Question 7: Let A[1…n] be an array of n distinct numbers. If i < j and A[i] > A[j], then the pair (i, j) is called an inversion of A. What is the expected number of inversions in any permutation on n elements ?

(a) n(n-1)/2
(b) n(n-1)/4
(c) n(n+1)/4
(d) 2nlog(n)

Answer: (b)
Explanation: There are n(n-1)/2 pairs such that i < j. For a pair (a_i, a_j), probability of being inversion is 1/2. Therefore expected value of inversions = 1/2 * (n(n-1)/2) = n(n-1)/4.
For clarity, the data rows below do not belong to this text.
PR #2622, opened 2025-08-13
feat: add openstack nova as cloud entities

paulojmdias:
Relates to:
- https://github.com/open-telemetry/opentelemetry-collector-contrib/issues/39117
- https://github.com/open-telemetry/opentelemetry-collector-contrib/pull/41973

## Changes

This PR introduces a new `cloud.provider` and `cloud.platform` values for OpenStack (openstack) and OpenStack Compute (Nova) (openstack_nova).
These additions align with the new OpenStack Nova resource detection processor in the Collector and ensure consistent attribute naming across all resources.

### DIFF
--- a/.chloggen/feat_39117.yaml
+++ b/.chloggen/feat_39117.yaml
@@ -14,4 +14,4 @@ note: "Add Openstack as a cloud provider in the registry"
 
 # Mandatory: One or more tracking issues related to the change. You can use the PR number here if no issue exists.
 # The values here must be integers.
-issues: []
+issues: [2622]


model/cloud/registry.yaml
```diff
@@ -32,6 +32,10 @@ groups:
               value: 'ibm_cloud'
               brief: 'IBM Cloud'
               stability: development
+            - id: 'openstack'
+              value: 'openstack'
+              brief: 'Openstack'
+              stability: development
```
thompson-tomo, line 38: Openstack is not a provider.

model/cloud/registry.yaml
```diff
@@ -263,6 +267,10 @@ groups:
               value: 'ibm_cloud_openshift'
               brief: Red Hat OpenShift on IBM Cloud
               stability: development
+            - id: openstack_nova
+              value: 'openstack_nova'
+              brief: Openstack Compute (Nova)
+              stability: development
```
thompson-tomo, line 273: Check id to be compliant with latest conventions.

paulojmdias:
@thompson-tomo, nothing against it, but I also think you are missing the `openstack` in #2367 

Let's wait for the reviewers also 👍

thompson-tomo:
Agree and that is because I had never heard of openstack prior to this PR.

joaopgrassi:
I think this is unfortunately blocked on https://github.com/open-telemetry/semantic-conventions/pull/2367. We need to define how to model such scenarios as it does not fit well with our current cloud provider attribute.

paulojmdias:
@joaopgrassi does this make sense to remove the `Stale` label to avoid being automatically closed?

thompson-tomo:
@paulojmdias how about I add openstack to my pr and that way this PR can be closed.

lmolkova:
Semconv SIG discussion:
- it seems Nova resource detection is only available in the collector 
- cloud.provider and platform are open enums and it's ok to put arbitrary constants in them 
- we'd recommend documenting such constants in collector unless there is another implementation (eg. in language-contrib) and then we'd be happy to accept contribution

I'm going to close this PR as not planned, but feel free to reopen if you believe it should be documented in semconv right away.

Question 8: Consider the following array declaration in the ‘C’ language:

int array 1[] = {2, 3};
int array2[3]={9};
What will be the output of the following print statement?
printf(“%d, %d”, array1 [1], array2 [2]);

(a) 2, 0
(b) 3, 0
(c) 2, 9
(d) 4, 9

Answer: (b)

Question 9: Consider the following C program.

#include < stdio.h >
int main () {
    int a [4] [5] = {{1, 2, 3, 4, 5},
                           {6, 7, 8, 9, 10},
                           {11, 12, 13, 14, 15},
                           {16, 17, 18, 19, 20}};
    printf (“%d\n”, *(*(a+**a+2) +3));
    return (0);
}

The output of the program is _______.

Answer: 19

Question 10: Which operations can not be done in O(1) for an array of sorted data.

(a) Print the nth largest element
(b) Print the nth smallest element
(c) Delete element
(d) None of the above

Answer: (c)
Explanation: If we have to delete x and its index is last, it would take O(n).